7. Variaprop beroept zich verder op de afspraken die tussen partijen zijn gemaakt voorafgaande aan het installeren van de cv-installatie en door haar bevestigd zijn bij brief van 4 december 2013.
8. Vaststaat dat partijen zijn overeengekomen dat de cv-installatie wanneer de huur wordt opgezegd automatisch vervalt aan verhuurder (zie 1.6). Ingevolge het derde lid van artikel 7:216 BW kan een huurder ter zake van geoorloofde veranderingen en toevoegingen die aan het einde van de huur niet ongedaan worden gemaakt vergoeding vorderen voor zover artikel 6:212 BW dat toestaat. Nu ingevolge artikel 7:242 lid 2 BW daarvan niet ten nadele van de huurder van woonruimte kan worden afgeweken, is de tussen partijen gemaakte afspraak dat de cv-installatie zonder vergoeding vervalt aan Variaprop nietig, zodat Variaprop daarop geen beroep kan doen. Zij is dan ook gehouden [eiseres] een vergoeding te betalen voor de achtergebleven cv-installatie, voor zover zij daardoor is verrijkt (artikel 6:212 BW).
9. Variaprop betwist echter dat zij ten koste van [eiseres] is verrijkt. Het vervangen van de bestaande installatie leverde weliswaar een verbetering op maar daarmee is volgens haar nog geen sprake van verrijking. Variaprop verwijst naar de verklaring van de koper van de woning, [vennootschap] , van 9 december 2019 waarin [koper] schrijft dat de cv-installatie geen enkele meerwaarde had voor hem en de aanwezigheid van de cv-installatie voor hem geen rol speelde bij de bieding en de uiteindelijke koopprijs van de woning.
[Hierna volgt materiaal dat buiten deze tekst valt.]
PR #524, opened 2026-07-07
Fix dynamic-prompt lineage crash and refresh name-churn

rabih-datarobot:
# RATIONALE

Two small correctness fixes in the dynamic-prompts path:

- Lineage sync crashed on dynamically registered prompts. register_prompt stamped the prompt category under meta["resource_category"], while MCPPromptMetadata.from_fastmcp_item reads meta["prompt_category"]. Any lineage sync after registering a prompt from Prompt Management raised KeyError: 'prompt_category'. The category is now stamped under the key lineage reads (matching the dr_mcp_prompt decorator path, which was already correct).
- Prompt-template refresh re-registered unchanged prompts. refresh_registered_prompt_template compared the stored version-id string against the whole PromptTemplateVersion object, so the "is this still the latest version" check was always false. Every refresh re-registered every prompt, and the duplicate-name guard renamed them (my_prompt → my_prompt (abcd) → …). The comparison now uses latest_version.id.

## Checklist
- [ ] Updated Changelog

---

> [!NOTE]
> **Low Risk**
> Targeted bug fixes in dynamic prompt registration and refresh with regression tests; no API or auth changes.
> 
> **Overview**
> **drmcp** dynamic prompts get two correctness fixes in **0.23.3**.
> 
> `register_prompt` now writes the category to **`meta["prompt_category"]`** (aligned with `dr_mcp_prompt` and `MCPPromptMetadata.from_fastmcp_item`), instead of **`resource_category`**, which caused **`KeyError: 'prompt_category'`** on lineage sync after Prompt Management registration.
> 
> `refresh_registered_prompt_template` compares the stored version id to **`latest_version.id`** instead of the full **`PromptTemplateVersion`** object, so unchanged templates are skipped and refresh no longer re-registers every prompt under deduplicated names.
> 
> Tests cover unchanged-version refresh skip and lineage-readable prompt meta; changelog and version bump included.
> 
> <sup>Reviewed by [Cursor Bugbot](https://cursor.com/bugbot) for commit 1e42dfe78cdfd2c35f82353e0c7e9093282b3e8d. Configure [here](https://www.cursor.com/dashboard/bugbot).</sup>

### DIFF
--- a/src/datarobot_genai/drmcp/core/mcp_instance.py
+++ b/src/datarobot_genai/drmcp/core/mcp_instance.py
@@ -531,7 +531,7 @@ async def register_prompt(
     prompt_name_no_duplicate = await get_prompt_name_no_duplicate(mcp, prompt_name)
 
     meta = meta or {}
-    meta["resource_category"] = prompt_category.name
+    meta["prompt_category"] = prompt_category.name
     prompt = Prompt.from_function(
         fn=wrapped_fn,
         name=prompt_name_no_duplicate,
--- a/CHANGELOG.md
+++ b/CHANGELOG.md
@@ -4,6 +4,10 @@ All notable changes to this project will be documented in this file.
 
 The format is based on [Keep a Changelog](https://keepachangelog.com/en/1.1.0/).
 
+## 0.23.3
+- `drmcp`: fixed dynamic-prompt registration stamping the category under `resource_category` instead of `prompt_category`, which crashed every lineage sync over a dynamically registered prompt with a `KeyError`.
+- `drmcp`: fixed the prompt-template refresh comparing the stored version-id string against the whole version object — the comparison was always unequal, so every refresh re-registered unchanged prompts under new deduplicated names.
+
 ## 0.23.2
 - `drtools/files_api`: expose `overwrite` on `file_manage` copy/move (defaults to `rename`; use `replace` to overwrite existing files). Reject recursive `file_list` at `dr://` and return browse hints to reduce agent listing loops.
 
--- a/pyproject.toml
+++ b/pyproject.toml
@@ -4,7 +4,7 @@ build-backend = "setuptools.build_meta"
 
 [project]
 name = "datarobot-genai"
-version = "0.23.2"
+version = "0.23.3"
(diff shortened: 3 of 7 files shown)


src/datarobot_genai/drmcp/core/mcp_instance.py
```diff
@@ -531,7 +531,7 @@ async def register_prompt(
     prompt_name_no_duplicate = await get_prompt_name_no_duplicate(mcp, prompt_name)
```
j1z0, line 531: Non-blocking, pre-existing: this fix stops the every-refresh churn, but a *genuine* version update still renames the prompt once per update. `get_prompt_name_no_duplicate` runs here, **before** `set_prompt_mapping` (below) removes the stale prompt via `remove_prompt_mapping`, so the old prompt still occupies the name when dedup runs — the updated prompt gets registered as `my_prompt (abcd)`, then flips back to `my_prompt` on the next update. If you want a stable client-visible name across updates, remove the old mapping/prompt first (or pass the outgoing name into the dedup check) — fine as a follow-up.

src/datarobot_genai/drmcp/core/mcp_instance.py
```diff
@@ -531,7 +531,7 @@ async def register_prompt(
...
 
     meta = meta or {}
-    meta["resource_category"] = prompt_category.name
+    meta["prompt_category"] = prompt_category.name
```
j1z0, line 534: `MCPPromptMetadata.from_fastmcp_item` still hard-indexes `fastmcp_item.meta["prompt_category"]`, and `sync_mcp_prompts` iterates **all** prompts on the server. A downstream consumer registering a prompt with plain `@mcp.prompt(...)` (no DR decorator, `meta=None`) will still blow up every lineage sync with a `TypeError`/`KeyError`. A `meta or {}` + `.get(...)` with a sensible default (or skip-and-warn) in the reader would make lineage sync robust to prompts that didn't come through the DR registration paths.

j1z0 (approved):
my review comments are pretty minor and could be fixed with a follow up if deemed necessary.  In general fix looks good.

PR #114, opened 2017-07-08
Add information about custom gcc compiler flags and update configure.ac

HybridDog:
use multithreading for make and show info about custom settings

### DIFF
--- a/configure.ac
+++ b/configure.ac
@@ -261,7 +261,7 @@ dnl (This ought to be above AC_PROG_CC, but that causes configure to fail
 dnl when all the insane warnings are are enabled.)
 
 AC_ARG_ENABLE(extra-opt,
-        AS_HELP_STRING([--enable-extra-opt], [Add extra optimizations]),
+        AS_HELP_STRING([--enable-extra-opt], [Add extra, system-dependent optimizations (do not use this together with debug or even profiling)]),
         ADD_OPT=$enableval,
         ADD_OPT=no)
 
@@ -276,7 +276,7 @@ AC_ARG_ENABLE(debug,
         ADD_DEBUG=no)
 
 AC_ARG_ENABLE(profiling,
-        AS_HELP_STRING([--enable-profiling], [Enable profiling flags (slows things down)]),
+        AS_HELP_STRING([--enable-profiling], [Enable profiling flags (slows things down), debugging (--enable-debug) is also enabled by this]),
         ADD_PROFILING=$enableval,
         ADD_PROFILING=no)
 
@@ -298,9 +298,10 @@ fi
 dnl place extra optimizations after existing cflags so that they can override
 dnl override whatever flags might exist by default (-g -O2 usually)
 if test x$ADD_OPT \!= xno; then
-        ADD_OPT="-g0 -s -O3 -ffast-math -fomit-frame-pointer -fno-exceptions"
-        ADD_OPT="$ADD_OPT -funroll-loops -frerun-cse-after-loop -fno-ident"
-        ADD_OPT="$ADD_OPT -fno-strength-reduce"
+        if test x$ADD_DEBUG \!= xno || test x$ADD_PROFILING \!= xno; then
+                AC_MSG_NOTICE([You aren't supposed to use --enable-debug or --enable-profiling together with --enable-extra-opt!!])
+        fi
+        ADD_OPT="-Ofast -g0 -s -fno-exceptions -march=native"
         CFLAGS="$CFLAGS $ADD_OPT"
 fi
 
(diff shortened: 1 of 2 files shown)


docs/building_on_linux.md
```diff
@@ -19,24 +19,37 @@ See below for distro-specific instructions on how to get everything installed
...
+copied anywhere you like on the filesystem.<br>
+You can specify custom compiler flags, e.g. to optimize schismtracker
+system-dependently:
+```sh
+make clean  # recompiling needed after changing flags
+CFLAGS="-Ofast -march=native" ../configure --enable-extra-opt
+make -j $(nproc || sysctl -n hw.ncpu || echo 2)
+```
+For debugging, you can set the flags to <samp>"-g -Og"</samp>.<br>
+To get more information, run ```../configure --help```.
```
HybridDog: The Og flag is ignored,
when passing --enable-profiling to ../configure, the flags are set to -g -O2 -g. Is this supposed to happen? Shouldn't the flags be set to -g -Og when passing this?

jangler:
I dislike the formatting changes. Using triple backquotes for syntax highlighting is a GitHub-specific Markdown extension, and it makes the plain text less readable, *and* here it's used for code that you're going to type or paste into a shell, where it won't be syntax highlighted anyway. I'd rather avoid HTML in Markdown as well, since again it makes the plain text less readable.

I'm OK with adding information about possible useful compiler flags, but the text you added doesn't make it immediately clear to me what the additional flags are doing or why.

HybridDog:
> the text you added doesn't make it immediately clear to me what the additional flags are doing or why.

I'm still wondering what the configure flags are. When passing --enable-profiling and --enable-debug, it adds three times the -g flag and the -O2 flag. There's no Og flag added.
Why is optimation set to O2 and not to O3 by default anyway?

vcaputo:
I believe autotools uses `-g -O2` as a safe default which works acceptably across a broad spectrum of compilers, perhaps this was a similar choice.

HybridDog:
Yes, l guess that's the reason why gcc allows overriding it by passing another parameter. The last one is used (according to the manpage). l added the -Og gcc flag to debugging, before the -O2 flag wasn't overridden, so debugging may work better after this.

docs/building_on_linux.md
```diff
@@ -33,11 +33,21 @@ schismtracker directory and running:
...
 copied anywhere you like on the filesystem.
 
+You can specify custom compiler flags, e.g. to optimize schismtracker
+stronly, system-dependently:
+
+    make clean  # recompiling needed after changing compiler setting
+    ../configure --enable-extra-opt
+    make -j $(nproc || sysctl -n hw.ncpu || echo 2)
+
+For debugging, and other settings, see ```../configure --help```.
```
asbjornu: Only multi-line code snippets require three back-ticks. See how `schismtracker` is formatted on line 39.

HybridDog: fixed

HybridDog:
I changed the Og flag to O0 because it gives better debugging results.

HybridDog:
@jangler What about now?

esaruoho:
now that appveyor has been fixed - could this be re-run somehow to see if there's still errors?

docs/building_on_linux.md
```diff
@@ -30,14 +30,25 @@ schismtracker directory and running:
...
 ## Building Schism Tracker
 
-To build Schism Tracker, you should set up a build-directory. From the
-schismtracker directory:
+To build Schism Tracker, you should set up a build-directory and compile from
+there. From the schismtracker directory:
 
-    mkdir -p build && cd build && ../configure && make
+    mkdir -p build && cd build && ../configure && \
+    make -j $(nproc || sysctl -n hw.ncpu || echo 2)
```
jangler: I'd rather keep things simple here and have the basic build instructions just use `make` without any optimization flags, since multithreading flags are mentioned below for anyone who wants them.

configure.ac
```diff
@@ -298,9 +298,10 @@ fi
 dnl place extra optimizations after existing cflags so that they can override
 dnl override whatever flags might exist by default (-g -O2 usually)
 if test x$ADD_OPT \!= xno; then
-        ADD_OPT="-g0 -s -O3 -ffast-math -fomit-frame-pointer -fno-exceptions"
-        ADD_OPT="$ADD_OPT -funroll-loops -frerun-cse-after-loop -fno-ident"
-        ADD_OPT="$ADD_OPT -fno-strength-reduce"
+        if test x$ADD_DEBUG \!= xno || test x$ADD_PROFILING \!= xno; then
+                AC_MSG_NOTICE([You aren't supposed to use --enable-debug or --enable-profiling together with --enable-extra-opt!!])
+        fi
+        ADD_OPT="-Ofast -g0 -s -fno-exceptions -march=native"
```
jangler, line 304: Does `-Ofast` obviate all the `-f` flags or something?

jangler: Never mind, I just saw your commit comment explaining this.

docs/building_on_linux.md
HybridDog: done

jangler:
AppVeyor should work now but I wouldn't be surprised if some Travis builds take an hour and then fail. Not sure what's up with that; I'm going to check if there's any pattern or if it just seems random.

jangler:
The majority of the Travis errors seem to just be problems with cloning the repo. I can understand why that might happen if I merge a branch with non-code changes and delete that branch before all the builds are run, but I don't know why it sometimes fails to clone master.

The other problems are inconsistent and have to do with being unable to download dependencies with brew or apt-get. It's not specific to any build configuration; it just fails sometimes and works other times.

jangler:
Anyway, thanks for the PR!

PR #116, opened 2017-07-10
Only release self-created objects

### LINKED ISSUE #109: Crash on macOS Sierra 10.12.5
Launching `schismtracker` on macOS Sierra 10.12.5 crashes it with the signal `Trace/BPT trap: 5` on the command line and [this problem report](https://gist.github.com/asbjornu/b52121cb8b6459c7323006d744916569). `schismtracker --version` runs just fine (and reports the version number `20170628`), so we might want to find a better test to execute on Travis to detect crashes like these.

I've performed a fresh build of Schism Tracker, although the `Version` reported in the problem report is `20120105`. I assume that's related to #77.

The only intelligible portion of the problem report I can find is this:

> Detected over-release of a `CFTypeRef`

Ideas?

asbjornu:
This PR changes the clean up part of `get_ep_name()` within `midi-macosx.c` such that it only performs `CFRelease` on the `fullName` variable if it was instantiated through the `CFStringCreateWithFormat()` function. This fixes #109, at least on my macOS 10.12.5 iMac.

Ideas on how to ensure that this continues to work in the future would be welcome. The current `schismtracker --version` test does not exercise the code in question, so it would be great if we could come up with a more extensive test to ensure that the `schismtracker` binary at least launches successfully on all platforms. Ideas?

### DIFF
--- a/sys/macosx/midi-macosx.c
+++ b/sys/macosx/midi-macosx.c
@@ -123,9 +123,7 @@ static char *get_ep_name(MIDIEndpointRef ep)
 			defaultEncoding);
 
 	/* clean up */
-	if (endpointName) CFRelease(endpointName);
-	if (deviceName) CFRelease(deviceName);
-	if (fullName) CFRelease(fullName);
+	if (fullName && !deviceName) CFRelease(fullName);
 
 	return newName;
 }


asbjornu:
Seems like Travis build failed due to a glitch on GitHub:

> fatal: unable to access 'https://github.com/Homebrew/brew.git/': Could not resolve host: github.com

Running the build again should fix the problem and turn the red cross into ✅ .

Issue #138, opened 2018-01-13
.xi instrument bug involving envelope loops


smckean:
Actually more of a proposed fix. When Schism Tracker loads any .xi instrument containing volume/panning envelope loops it currently mimics original IT-style behavior: The ending node of the loop is included in the playback rendering on each pass. Testing the behavior of Milkytracker for original XM support, .xi's get loaded whereby the end-loop node is left out of rendering. This creates a difference of one tick per envelope loop between XM/XI files being loaded in FT2/Milky and IT/Schism (I tested IT 2.14 playback in Dosbox as well). This difference is usually not very noticeable, but there are valid XM's that make beautiful use of precise timing in these loops (one good example is Mellow-D's "vb.xm" -> https://api.modarchive.org/downloads.php?moduleid=59444#vb.xm ).

After fiddling with the .xi loading behavior in fmt/xm.c, I found the "problem" could be fixed by shifting the end-loop node back one tick during the file read, as well as any other nodes running up too close behind it. Not exactly optimal, but it works for my purposes nonetheless. I have the patch ready for a commit, but I guess the issue is I'm not too clear on how "origin-precise" Schism Tracker aims to be. I know there are some subtle differences between ST and IT, but also that Schism was built on some heavily-modified libmodplug code in order to provide a very similar look-and-feel experience. I must confess though that I do enjoy pulling up XM files occaisonally in Schism to get some relative exposure.

jangler:
Technically Schism does not support playback of XM files; but it does support loading them like IT files and "translating" them as accurately as is practical. Usually Schism does not aim to be bug-compatible with IT, so if this can be fixed cleanly then I'm all for it, but it sounds like that may not be the case.

So, using the fix you've made, if you load an XI without an envelope loop, and the same XI with an envelope loop, the nodes would be loaded differently into Schism? Wouldn't this cause the opposite problem when the loop is bypassed? I know that's less of an issue, but I'd rather not trade one inaccuracy for another. Or am I misunderstanding something?

I am also curious: does Milky do any conversion when loading IT envelopes?

smckean:
The way I proposed it would affect the precision of the IT envelope in translation. I could instead make it more accurate by creating an extra node one tick behind the end-of-loop node and moving the end there, leaving the original end-node where it was defined.

To be more specific there'd be three test cases at load time:
1) If the loop begins and ends on the same tick (loop length 0 ticks), disable the loop. Same thing happens in FT2, the loop marks are visible but not used.
[...]

PR #145, opened 2018-01-28
Fix envelope loop bug when loading XI instruments from XM files.

smckean:


vcaputo:
Could you put an explanation of what's wrong with the existing code and how this fixes it in the commiit message?

jangler:
I think it's a fix for #138. Not sure why OP closed it. I'm going to reopen it and look at this later.

fmt/xm.c
```diff
@@ -389,6 +389,8 @@ static int load_xm_instruments(song_t *song, struct xm_file_header *hdr, slurp_t
 	int n, ni, ns;
 	int abssamp = 1; // "real" sample
 	int32_t ihdr, shdr; // instrument/sample header size (yes these should be signed)
+	int l_start, l_end; // envelope loop nodes
```
jangler: What's the purpose of these two variables?

jangler: Oh, I see you're using `l_end` a lot as shorthand for `ins->vol_env.loop_end`, but only using `l_start` once per block. FWIW I'd rather `l_end` be a pointer to `ins->vol_env.loop_end` so that they're *actually* the same thing and don't need to be explicitly synchronized.

fmt/xm.c
```diff
@@ -576,6 +613,38 @@ static int load_xm_instruments(song_t *song, struct xm_file_header *hdr, slurp_t
 			ins->flags |= ENV_VOLUME | ENV_VOLSUSTAIN;
 		}
 
+		// panning loop endpoint fix, similar to volume fix above
+		if ((ins->flags & ENV_PANNING) && (ins->flags & ENV_PANLOOP)) {
+			l_start = ins->pan_env.loop_start;
+			l_end = ins->pan_env.loop_end;
+			if (l_start == l_end) {
+				ins->flags &= ~ENV_PANLOOP;
+			} else {
```
jangler: Correct me if I'm wrong, but the following block of code seems isomorphic with the corresponding block for volume envelopes above. It would save some LOC and some potential debugging if this block were "factored out" into a function that could be used for both.

fmt/xm.c
smckean: Good point. I originally figured I was going to use the values for reference, but it does turn out that a couple of pointers in this case would make the code more representative of the variable changes as well.

fmt/xm.c
smckean: Yes, I wrote it out this way to make the patch changes more "readable" in a redundant way. I'll be happy to create a regular function to reduce future bugs and bring down the line count.

sholwe:
Although I haven't examined the code whatsoever, this patch certainly has made Elwoods' Deadlock less enjoyable.  ;)

smckean:
Sholwe, could you please specify what you hear differently in the two builds? The patch affects a timing issue and shouldn't change the quality of the song as IT would already load it. I'm not hearing a noticeable difference when playing deadlock.

sholwe:
Hi @smckean,

For whatever reason, introducing this patch into my pull from git -head has introduced artifacts in the left channel on patterns 30 and 31.  I'll try to break it down farther when I get a chance.

smckean:
@sholwe, I see what you mean about the short artifacts. I checked the playback with IT and FT2, both in dosbox and found the original Impulse Tracker loads with these artifacts as well, unfortunately. I wasn't able to test against a prior Schism build, but I did notice the probable cause was an instrument switch without a note event in the patterns. Perhaps this fix is revealing a buried bug in IT's behavior? Maybe it needs a separate fix.

sholwe:
@smckean Oddly, I must have never really noticed it except with players which have issues; I generally used libMikMod (Yeah, I know) when it's been running in the background prior.. but I only really noticed after this patch.  PsychosomatiXM, perhaps?

Cheers.  Sorry I wasn't able to dig down to the pattern and isolate it farther; it's been on my "to do" for a couple days now.  Thanks for your attention!

sagamusix:
> Perhaps this fix is revealing a buried bug in IT's behavior? Maybe it needs a separate fix.

IT and FT2 simply have different ideas of how certain things work (such as instrument swapping in this case). There is no way to "fix" this in an IT-centric tracker like Schism, and it most definitely is not a bug. It's not possible to have 100% accurate XM playback in IT/Schism.

vcaputo:
@sagamusix It may just require teaching the engine some new modes that the loaders configure per-format, perhaps even with a dialog asking the user at load time which tracker's behavior to replicate.

sagamusix:
If you do that, you essentially get the original ModPlug/OpenMPT code back that was intentionally trimmed down to remove everything that's not IT. That is, it's exactly the opposite of what Schism wanted to be.
Static fixes at load-time for imported file formats are completely okay (Schism already does that), but that's not really possible in corner cases like this one (at least not without a lot of complicated work).

vcaputo:
Ah, I don't know the history.  It just seemed like an obvious path to making it work, but yeah it does add complexity.

jangler:
So I'm not really clear on this—is there some quirk *besides* the FT2 vs. IT instrument change behavior that is causing problems with XM import? And if so, is it a product of this PR specifically?

sagamusix:
I don't think so - DEADLOCK.XM has these issues already in the latest stable version.

jangler:
OK, then I'm going to open a separate issue for that and then merge this PR once I have a chance to look at the updated changes.

jangler:
The `uint8_t` casting/rounding is ugly, but… otherwise LGTM.

Issue #149, opened 2018-02-24
Segfault listing MIDI file in module browser


polyzium:
![peek 2018-02-25 01-15](https://user-images.githubusercontent.com/22579935/36635617-66d87236-19c9-11e8-8c8b-6f9b91c8ca1f.gif)

jangler:
Can you isolate what file is causing the problem?

vcaputo:
Hmm, I can't reproduce that here using the 8g_crim.xm I found via google... 
```
$ md5sum Downloads/8g_crim.xm 
aaee9d04b35ab5f22bbc804d227f7b08  Downloads/8g_crim.xm
```

But I do see a warning from the xm loader about it having too many samples.

edit:

Oh, I see, this is just while browsing and not loading the highlighted file in the browser.  Nevermind!

polyzium:
I don't know what causes this problem, is there any log file or something?
EDIT: It ocasionally can print `malloc(): memory corruption` into the terminal + crash with abort signal instead of segfault:
```
malloc(): memory corruption
[1]    3026 abort (core dumped)  schismtracker
```
@vcaputo This is clearly not caused by 8g_crim.xm

jangler:
There's no log file that I'm aware of, no. Schism reads file headers in order to determine the color and title to display each module with in the browser; Schism is likely screwing up on one of those files, for whatever reason.

The way to identify the problem file is to get Schism to crash when loading a directory with only that file. The quickest way to do this would be to use a binary search (put half the files in one directory and half in another, then see which directory Schism crashes on, then split that directory half and half, etc., until you have a directory with only one file), but I'd probably also check any files in more obscure formats first.

jangler:
(You could also get an idea of what is happening using a debugger, but I am not good at using debuggers, so I can't provide advice on that front.)

sagamusix:
If you're not experienced with using debuggers, you can start by copying the files from your Downloads folder one by one to a new folder and try opening that new folder in Schism instead. That way, you can identify the culprit more easily, which we then can use to have a deeper look.

vcaputo:
You could simply zip up the directory containing this problematic file and put it somewhere we can then download it and debug the problem ourselves.

Alternatively, just turn on core dumps with `ulimit -c unlimited` prior to running schism, then reproduce the segfault.  After that run `gdb /path/to/schismtracker /path/to/core/file` and type `bt full`, paste the output in this issue.  If we're lucky, it will be illuminating.

[...]

PR #150, opened 2018-02-25
fmt/mid: fix message_left underflow

vcaputo:
message_left can reach zero, don't assume it can always have 1
subtracted.

This code is fragile and frankly a mess, but this minor change seems to
prevent a crash with at least one probably corrupted midi file.

See https://github.com/schismtracker/schismtracker/issues/149

### DIFF
--- a/fmt/mid.c
+++ b/fmt/mid.c
@@ -331,7 +331,7 @@ int fmt_mid_load_song(song_t *song, slurp_t *fp, unsigned int lflags)
 					case 0x5: // lyric
 					case 0x6: // marker
 					case 0x7: // cue point
-						y = MIN(vlen, message_left - 1);
+						y = MIN(vlen, message_left ? message_left - 1 : 0);
 						slurp_read(fp, message_cur, y);
 						if (x == 3 && y && !song->title[0]) {
 							strncpy(song->title, message_cur, MIN(y, 25));


sagamusix:
Good catch, but there's nothing corrupted about a MIDI file containing strings of length 0. It's just an oversight in the loader.

vcaputo:
@sagamusix it's not a message length of zero, it's message_left reaching zero because there's too much stuff accumulating into the song->message.

The file which brought this to our attention looks corrupt to me, the title is gibberish and the song doesn't really play anything.  Maybe it isn't but something else isn't right.

Either way this specific thing was obviously wrong and that file was tripping over it.

sagamusix:
Ah, yup, sorry, I confused it with vlen, which also happens to be 0 in this file for some marker.

vcaputo:
That function needs cleaning up, it's non-trivial to make sense of if you've never looked at it before.  I didn't take the time to verify if song->message must be null-terminated or if MESSAGE_MAX serves as a guard, and the fmt-specific loader doesn't zero it out first but maybe that happens earlier in the call chain.  That's kind of a blurry mess with poorly defined layer boundaries, at least when viewed from just fmt/mid.c.

sagamusix:
String handling in C, always a pleasure ;)

vcaputo:
There's that, but there's also just the lack of interfaces being employed. But maybe that's just the preferred coding style in schismtracker.

I'm more accustomed to PIMPL-style C code, where you'd probably put the song behind an opaque pointer then the loader has to go through an interface to change things like the song message.  The loader would then be responsible for growing a buffer to accomodate its message text, then hand it to the song interface.

Just better defined boundaries emerge, and it makes reading a specific component a lot less ambiguous since its local concerns are better isolated.

sagamusix:
I think the lack of such an interface with the song message here can be explained simply by the fact that in all other formats, the song message is a single text block that can be read in one go. Only in the MID importer, Schism concatenates all the small MIDI cue texts for a song message.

10. Vaststaat dat [eiseres] is verarmd doordat zij de cv-installatie die pas één jaar oud was aan het einde van de huurovereenkomst in het gehuurde heeft laten hangen. Direct gevolg hiervan was dat Variaprop op 1 februari 2015 beschikte over een woning met een relatief nieuwe cv-installatie in plaats van over een woning zonder installatie. In de stelling dat zij daardoor niet ten koste van [eiseres] is verrijkt, wordt Variaprop niet gevolgd. Enkel uit de omstandigheid dat zij (in strijd met de wet) heeft bedongen dat de installatie aan haar zou vervallen bij het einde van de huurovereenkomst blijkt al dat zij belang had bij behoud van de installatie. Verder is onbetwist gebleven dat zij de cv-installatie met bouwjaar, merk en type in de verkoopbrochure van de woning heeft vermeld. Op grond daarvan wordt geconcludeerd dat Variaprop door het behoud van de installatie ten koste van [eiseres] is verrijkt. Dat de latere koper, [koper] , heeft verklaard dat de aanwezigheid van de installatie voor hem geen meerwaarde had en geen rol heeft gespeeld bij het bepalen van de koopprijs, doet hier niet aan af. De verplichting tot schadevergoeding ontstond immers op het moment dat de cv-installatie na het eindigen van de huurovereenkomst eigendom werd van Variaprop. Nu [vennootschap] bovendien, ondanks een renovatie van de woning van € 95.000,- de cv-ketel en het drukvat, naar zij zelf zegt, niet heeft vervangen, kan ook daaruit worden opgemaakt dat deze ook voor [vennootschap] waarde hadden.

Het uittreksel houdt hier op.